Harry y Draco guardaron silencio al escuchar un ruido, voltearon hacia la entrada de la cueva justo en el momento en que un perplejo Remus aparecía ante sus ojos. El modo en que los miraba a ambos, pero predominantemente a Draco, les confirmaba que había alcanzado a escuchar algo de lo que hablaron.


— Remus... —susurró Draco sin saber qué decir, el ojimiel le miró directamente y en su mirada se notaba la enorme ansiedad que sentía.

— Harry... —le llamó sin apartar la vista del rubio—... Severus escuchó, se fue corriendo hacia el castillo.


Remus no tuvo qué decir más, el ojiverde salió apresurado de la cueva, su prioridad era encontrar a Severus y aclararle en todo lo posible esa situación.


Al quedarse solos, Draco se obligó a mantener la mirada en alto, pese a que no se sentía con la conciencia tranquila, no iba a mostrarse débil ante nadie, ni siquiera aunque su propio corazón era el que más sufría. En silencio se sentó sobre su colchoneta, junto a la chimenea falsa. Remus fue hacia él, decidido a no quedarse sin ninguna explicación.


— ¿Escuché bien?... ¿Quiénes son ustedes?

— Mi nombre es Draco Lucius Malfoy. —respondió Draco girándose para mirarle de frente, notó la sorpresa de Remus al obtener esa respuesta, no supo si era por el nombre dado, o porque no se esperaba una contestación tan directa y fácil.

— ¿Eres familiar de Lucius Malfoy?

— Es mi padre.


Remus respiró agitado, no podía creer todavía que hubiera algo relacionado con viajes en el tiempo, se le hacía absurdo y completamente imposible... quería creer que era una broma o de lo contrario, iba a escuchar verdades que dolerían demasiado.


— ¿Y Harry?

— Harry Potter, hijo de James Potter y Lily Evans.

— ¡Oh, Merlín!... ¡¿Pero porqué ocultaron algo así?! —preguntó angustiado, tanto por él como por Severus.

— Se supone que nadie debía saber nuestras verdaderas identidades, pero nos relacionamos demasiado, eso ha sido nuestro error. —aceptó Draco sin mostrar en ningún momento lo difícil que le era hablar sobre aquello—. Sin embargo, eso ya no tiene importancia, hemos encontrado el modo de volver a nuestro tiempo y lo haremos.
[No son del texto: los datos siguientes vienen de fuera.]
PR #4900, opened 2019-10-14
fix typo

fatihky:
hey it seems `save` must be `remove` but I'm not sure about the rest of the sentence.


pleerock:
you are right, thanks!

PR #4912, opened 2019-10-15
doc: clarify comments on many-to-many sample

mguida22:
While trying to better understand how TypeORM handles many-to-many relations, I came across this sample code with comments. Some of the comments seemed mistakenly copy/pasted, so I tried to clarify them as best as I could.

Thanks for all of the work on TypeORM!


mguida22:
Looks like the build errored? Is there a way I can trigger a rebuild?

pleerock:
Thanks!

Issue #2794, opened 2018-09-13
Cache breaks date field


ph55:
**Issue type:**
[V] bug report

**Database system/driver:**
[V] `mysql` / `mariadb`

**TypeORM version:**
[V] `5.2.0`

**Steps to reproduce:**
When using cache on table that have date field, it returns date with time.

Entity example:
```ts
@Entity()
export class RateMinute {
  @Index('IDX_symbol')
  @PrimaryColumn()
  symbol: string;

  @Column(decimal)
  open: number;

  @Column(decimal)
  close: number;

  @Column(decimal)
  high: number;

  @Column(decimal)
  low: number;

  @Column(decimal)
  volume: number;

  @Index('IDX_date')
  @PrimaryColumn('date')
  date: string;

  @Index('IDX_time')
  @PrimaryColumn('time')
  time: string;
}
```

```sql
CREATE TABLE `rate_minute` (
  `symbol` varchar(255) NOT NULL,
  `open` decimal(20,8) NOT NULL,
  `close` decimal(20,8) NOT NULL,
  `high` decimal(20,8) NOT NULL,
  `low` decimal(20,8) NOT NULL,
  `volume` decimal(20,8) NOT NULL,
  `date` date NOT NULL,
  `time` time NOT NULL,
  PRIMARY KEY (`symbol`,`date`,`time`),
  KEY `IDX_symbol` (`symbol`),
  KEY `IDX_date` (`date`),
  KEY `IDX_time` (`time`)
) ENGINE=InnoDB DEFAULT CHARSET=utf8;
```

No cache result:
```
{
symbol: "USDJPY",
open: "111.57900000",
close: "111.58400000",
high: "111.58400000",
low: "111.57900000",
volume: "4.93080000",
date: "2018-09-13",
time: "11:15:00"
}
```

Cache result (see date):
```
{
symbol: "USDJPY",
open: "111.57900000",
close: "111.58400000",
high: "111.58400000",
low: "111.57900000",
volume: "4.93080000",
date: "2018-09-12T21:00:00.000Z",
time: "11:15:00"
}
```

JClackett:
are you using redis for you cache?

ph55:
No, default one.
https://typeorm.io/#/caching

JClackett:
hmm, i was having the same issue with redis where when storing the payload it would Json.stringify it and then would convert all dates to full datetime format, wonder if the default one has the same issue...

leonidasv:
[...]

PR #4918, opened 2019-10-17
Parse date strings loaded from cache

Slessi:
Closes: #2794


pleerock:
From issue description it looks like we are storing the date wrongly. It says original date is in `2018-09-13` format, but we save in the cache in the `2018-09-12T21:00:00.000Z` format. 

So instead of changing value after loading we should store date in a proper format. To fix it we need to change the way we serialize model before putting into the cache, iterate over every column (entity column metadatas), get column value using `columnMetadata.getEntityValue` and use driver's `preparePersistentValue` method to convert into the format we need to save.

imnotjames (changes requested):
Tests are failing.  Can this be rebased & fix the tests?

Slessi:
@imnotjames I don't really use this anymore, maybe somebody else can pick this up

Issue #4687, opened 2019-09-04
Why `repository.findOne(null)` returns 1st record of the table?


anthonylau:
**Issue type:**

[x] question
[ ] bug report
[ ] feature request
[ ] documentation issue

**Database system/driver:**

[ ] `cordova`
[ ] `mongodb`
[ ] `mssql`
[x] `mysql` / `mariadb`
[ ] `oracle`
[ ] `postgres`
[ ] `cockroachdb`
[ ] `sqlite`
[ ] `sqljs`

Dumbledore está de acuerdo en que tú y Severus deberán ser desmemorizados para que no recuerden más allá de lo prudente.

— ¿Borrarán nuestra memoria? —cuestionó indignado—. ¡Ni pienses que lo permitiré, y no creo que Severus opine diferente!

— Ustedes no pueden opinar, es muy importante que no cambiemos el destino, Remus, y te aseguro que es mejor que te olvides de mí.

— ¡Eres mi pareja!

— No, no lo soy... hay alguien más destinado para ti, alguien a quien amarás y que te dará un hijo.

— ¿Un hijo?

— Así es ¿Ahora entiendes, Remus? Hay personas destinadas para tí.
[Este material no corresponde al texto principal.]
PR #4801, opened 2019-09-23
docs: link Active Record and Data Mapper to appropriate writeup about…

jayarjo:
… both

helps to quickly orientate newcomers and discover a precious explanation about ORM phylosphies

PR #4928, opened 2019-10-19
Fix README.md active-record-data-map link missing issue

calebx:


pleerock:
thank you!

jayarjo:
@calebx @pleerock this PR didn't fix the problem, did it? I think it's a problem in parser (that thing that converts md to the documentation on the site) - it fails to parse # properly.

I already mentioned it in a related PR as well: https://github.com/typeorm/typeorm/pull/4801#issuecomment-544487350

calebx:
@jayarjo it works good on current master branch, for the first two link in README.
is it what we expected?
while I still saw two bad link, maybe more. I will pick it up.

jayarjo:
@calebx I don't think it does. Check the raw MD and then what it is being converted to.

calebx:
@jayarjo 
oh. I see. the ```./docs``` will convert to ```#```
sorry did not see the covert logic in behind for website.

now it would work.
https://github.com/typeorm/typeorm/pull/5065

@pleerock

PR #4943, opened 2019-10-21
docs: Decorator Reference Mistake | line 254

carlocorradini:
Found a mistake at line 254.
The type of a _@PrimaryGeneratedColumn("uuid")_ must be a **string** and **not a number**.

Annotation 2019-10-21 203403


pleerock:
thanks!

PR #4945, opened 2019-10-21
docs: explain cascade options

mguida22:
Currently the docs only describe passing a `boolean` for the cascade option. It's also possible to provide an array of cascade options, so I've updated the docs to reflect that, and provided an example.


pleerock:
thanks

Issue #4923, opened 2019-10-18
typeorm_metadata table not in migrations when generating view sql


timojokinen:
**Issue type:**

[ ] question
[x] bug report
[ ] feature request
[ ] documentation issue

**Database system/driver:**

[ ] `cordova`
[ ] `mongodb`
[ ] `mssql`
[x] `mysql` / `mariadb`
[ ] `oracle`
[ ] `postgres`
[ ] `cockroachdb`
[ ] `sqlite`
[ ] `sqljs`
[ ] `react-native`
[ ] `expo`

**TypeORM version:**

[x] `latest`
[ ] `@next`
[ ] `0.x.x` (or put your version here)

**Steps to reproduce or a small repository showing the problem:**
When generating the SQL for a view with the cli command "migration:generate" the command creates a table called typeorm_metadata in the database without adding it to the migrations file. If you drop the schema and run the migrations again or run the migration on another machine it fails because the table doesn't exist.

A solution would be if the migration:run command creates the typeorm_metadata table if it doesn't exist like migration:generate does or if the migration:generate command adds the create SQL script to the migration.

A workaround is to add the sql create script for typeorm_metadata to your migrations manually.

Up:
``CREATE TABLE `typeorm_metadata` (`type` varchar(255) NOT NULL,`database` varchar(255) DEFAULT NULL,`schema` varchar(255) DEFAULT NULL,`table` varchar(255) DEFAULT NULL,`name` varchar(255) DEFAULT NULL,`value` text) ENGINE=InnoDB``

Down:
DROP TABLE `typeorm_metadata`

pablosproject:
Thanks, I just banged my head against this.

zaro:
Same here. What would make most sense I think is to move the creation of the table on run, instead of generate.

timojokinen:
@zaro There's an open PR that addresses this

jtushman:
Just ran into this as well.  Thanks for the work around.

moltar:
Same query for PG:

```sql
            CREATE TABLE typeorm_metadata (
                "type" varchar(255) NOT NULL,
                "database" varchar(255) DEFAULT NULL,
                "schema" varchar(255) DEFAULT NULL,
                "table" varchar(255) DEFAULT NULL,
                "name" varchar(255) DEFAULT NULL,
                "value" text
            )
```

niccolofanton:
[...]

PR #4956, opened 2019-10-23
fix: create typeorm_metatable when running migrations

BitPatty:
Proposed fix for #4923 
When generating migrations for views a `typeorm_metadata` table is created in which the views select statements are stored during the migration. However, the table won't be created during the actual execution of the migration. Thus, running a migration on a database which doesn't have the `typeorm_metadata` table will eventually fail. To avoid that, the table is created during a migration
if necessary.


pablosproject:
Any chances we got this merged any soon? Just ran into this issue and I think is important to have this in the library.

src/schema-builder/RdbmsSchemaBuilder.ts
```diff
@@ -98,17 +95,24 @@ export class RdbmsSchemaBuilder implements SchemaBuilder {
         }
     }
 
+    /**
+     * If the schema contains views, create the typeorm_metadata table if it doesn't exist yet
+     */
+    async createMetadataTableIfNecessary(): Promise<void> {
+        if (!this.queryRunner) this.queryRunner = this.connection.createQueryRunner("master");
```
pleerock: why did you add this check? it looks like this.queryRunner is created in all places where we use this method. Having it just for type is super confusing. But if its really needed (but I don't think so) it should also be properly released.

src/commands/MigrationRunCommand.ts
```diff
@@ -73,6 +74,12 @@ export class MigrationRunCommand implements yargs.CommandModule {
                     // noop
             }
 
+            const schemaBuilder = connection.driver.createSchemaBuilder();
+
+            if (schemaBuilder instanceof RdbmsSchemaBuilder) {
+                await schemaBuilder.createMetadataTableIfNecessary();
+            }
```
pleerock: can we make same inside MigrationExecutor#executePendingMigrations ? Near "await this.createMigrationsTableIfNotExist(queryRunner);" line to make sure its consistent and works not only when called from the CLI

pleerock: I guess need to remove this code now?

GSKryachko:
I also would like to see it merged as soon as possible.

pleerock:
This PR isn't finished. For some reason @BitPatty added metadata table creation code into `undoLastMigration` method, I'm completely confused why

BitPatty:
I'm just as confused on how this happened :/

michaeldever:
This would be awesome, hitting my head against this in test for the last little while.

coyoteecd:
@pleerock can you merge and release this? I've run into this too

imnotjames:
Can you fix the conflict

pleerock:
we don't have tests for cli commands yet.. if someone can contribute and start writing tests for CLI for the first time, this one is a good opportunity. If nobody wants, probably we can merge this one.

BitPatty:
@imnotjames fixed the conflict

BitPatty:
@imnotjames Can you check the tests?

imnotjames:
> @imnotjames Can you check the tests?

They're currently failing, it looks like?

BitPatty:
The CI build had a timeout during service setup, it didn't run the tests

pleerock:
@AlexMesser can you please review this PR?

pleerock:
Okay, I have to review it by myself.

src/schema-builder/RdbmsSchemaBuilder.ts
```diff
@@ -99,17 +96,24 @@ export class RdbmsSchemaBuilder implements SchemaBuilder {
         }
     }
 
+    /**
+     * If the schema contains views, create the typeorm_metadata table if it doesn't exist yet
+     */
+    async createMetadataTableIfNecessary(): Promise<void> {
+        if (this.viewEntityToSyncMetadatas.length > 0) {
+            this.queryRunner = this.queryRunner || this.connection.createQueryRunner();
```
pleerock, line 104: `|| this.connection.createQueryRunner()` this code can be very dangerous since its not clear here where it gets **released**. Use `this.queryRunner` if it's available, or pass it to `createMetadataTableIfNecessary` method from the places where you call this method.

BitPatty: On a side note, with both the current implementation [1]/[2] as well as this PR the migration table is created when **generating** migrations. Is this intended behavior?

[1] https://github.com/typeorm/typeorm/blob/a92120ac8821461055993a36ddba17d3466de925/src/commands/MigrationGenerateCommand.ts#L105
[2] https://github.com/typeorm/typeorm/blob/a92120ac8821461055993a36ddba17d3466de925/src/schema-builder/RdbmsSchemaBuilder.ts#L116-L125

pleerock: > the migration table is created when generating migrations. Is this intended behavior?

Probably it shouldn't be inside `log` method, since you are creating metadata table in `executePendingMigrations`, right?

TheNoim:
I just noticed this could also be relevant for my pr #6469, because it uses the ´typeorm_metadata´ table.

AlexMesser:
thank you for contribution!

issackr:
@pleerock @BitPatty 
Hi
I am getting this error while having my server that run migrations going up
typeorm_metadata table already exists
It looks like this behaviour started around the merging of this fix, do you think it might be connected?

Thanks

BitPatty:
You might have patched a migration manually to explicitly create the typeorm_metadata table. Check your migration files for any `CREATE TABLE typeorm_metadata` statements.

— No, no puedo creerlo. —respondió confundido—. Yo no puedo unirme a nadie más... ¡es imposible!

— Nymphadora Tonks, ella será tu esposa y tendrás una familia a su lado.

— ¿Nymphadora? ¿La hija de Andrómeda?... ¡Pero es una bebé!

— Crecerá y te enamorarás de ella, yo lo vi.


Remus no dijo nada, por más que intentaba imaginarse al lado de alguien que no fuera Draco, simplemente le era imposible. Su respiración era muy agitada, contrastando notablemente con la tranquilidad que aparentemente tenía el rubio.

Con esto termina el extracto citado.